* [Exercise prompt]: Among the entries below, how many lines include "couple"? Answer with the number only.
◇ ◇ ◇ ◇ ◇
PR #3992, opened 2024-12-01
feat: ESM exports, TypeScript types

### LINKED ISSUE #3531: Distribute typescript definitions

kelvinsjk:

Using KaTeX in TypeScript meant having to install the types from @types/katex

The types are now bundled together.

Closes #3531

As suggested in #3846, I have rewritten the dts from scratch, referring to the official documentation rather than simply copying what was done in the DefinitelyTyped repo.

I have also split the `d.ts` files into the esm and cjs counterparts, following [the lint rule on publint](https://publint.dev/rules#export_types_invalid_format).

 I have done my own testing for those two modes at https://github.com/kelvinsjk/katex-types. It works for my system and setup, so definitely looking to see how it fares for others.


StefaniOSApps:
please take a look @edemaine

types/katex.d.ts
```diff
@@ -0,0 +1,212 @@
+// Adapted from
```
edemaine, line 1: Do we really need a separate type definition file for CJS? I think `types/katex.d.mts` should work for CJS as well, possibly with slight tweaking (but maybe not even?). I'd really like to avoid having two copies of the type definitions, because it makes it easy to update definitions inconsistently.

edemaine (changes requested):
Thanks for picking this back up! I have comments for removing use of `any`, and removing the second file copy `types/katex.d.ts` (or vice versa).

types/katex.d.mts
```diff
@@ -0,0 +1,218 @@
...
+     * @default [1000]
+     *
+     * Limit the number of macro expansions to the specified number, to prevent
+     * e.g. infinite macro loops. `\edef` expansion counts all expanded tokens.
+     * If set to `Infinity`, the macro expander will try to fully expand as in
+     * LaTeX.
+     */
+    maxExpand?: number;
+    /**
+     * @type {boolean|string|(errorCode: any, errorMsg: any, token: any)=>any}
```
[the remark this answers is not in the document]
kelvinsjk: Will remove all the `@type`s in an upcoming commit

types/katex.d.ts
kelvinsjk: Have updated `types/katex.d.mts` to import type definitions from `types/katex.d.ts`

edemaine (approved):
Thanks for implementing the changes!  I made a couple more:

1. I modified the KaTeX source to use ESM non-default exports. So now you can `import { renderToString } from 'katex'`, whereas before you had to use `import katex from 'katex'; const { renderToString } = katex`. This is what your types indicated, and is natural behavior. The default export remains the same.
2. I merged `katex.d.ts` and `katex.d.mts` into one file. The exports are identical on both sides, so this seems natural. According to my testing, autocomplete works great in both CJS and ESM.
3. I added a root `tsconfig.json` so that we can declare the used libs (for `Record` and `HTMLElement`). I'm not totally sure this is necessary, but it certainly makes VSCode happier when editing `katex.d.ts`.

Let me know if you approve of these. If so, I think we're done!

kelvinsjk:
> Thanks for implementing the changes! I made a couple more:
> 
>     1. I modified the KaTeX source to use ESM non-default exports. So now you can `import { renderToString } from 'katex'`, whereas before you had to use `import katex from 'katex'; const { renderToString } = katex`. This is what your types indicated, and is natural behavior. The default export remains the same.
> 
>     2. I merged `katex.d.ts` and `katex.d.mts` into one file. The exports are identical on both sides, so this seems natural. According to my testing, autocomplete works great in both CJS and ESM.
> 
>     3. I added a root `tsconfig.json` so that we can declare the used libs (for `Record` and `HTMLElement`). I'm not totally sure this is necessary, but it certainly makes VSCode happier when editing `katex.d.ts`.
> 
> 
> Let me know if you approve of these. If so, I think we're done!

Yes, have tested the new changes on my own machine and it works great!

Mister-Hope:
Appreciate for the pr, but the katex types are not accurate enough, especially for the `token: any` defined in logger, where `[1,2]` can also be an `object`

edemaine:
Are you referring to `strict`? Would you like to send in a PR that improves the typing?

Mister-Hope:
https://github.com/KaTeX/KaTeX/pull/4009

Mister-Hope:
Hi, it's been a while since I last dig in to it.

I believe `"type": "module"` in package.json should be added in this PR to ensure it's working in all ESM env, is there any reason that is blocking it?

edemaine:
@Mister-Hope That shouldn't be necessary. This PR was already merged, and in our testing works in an ESM project.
◇ ◇ ◇ ◇ ◇
* [Result]: 2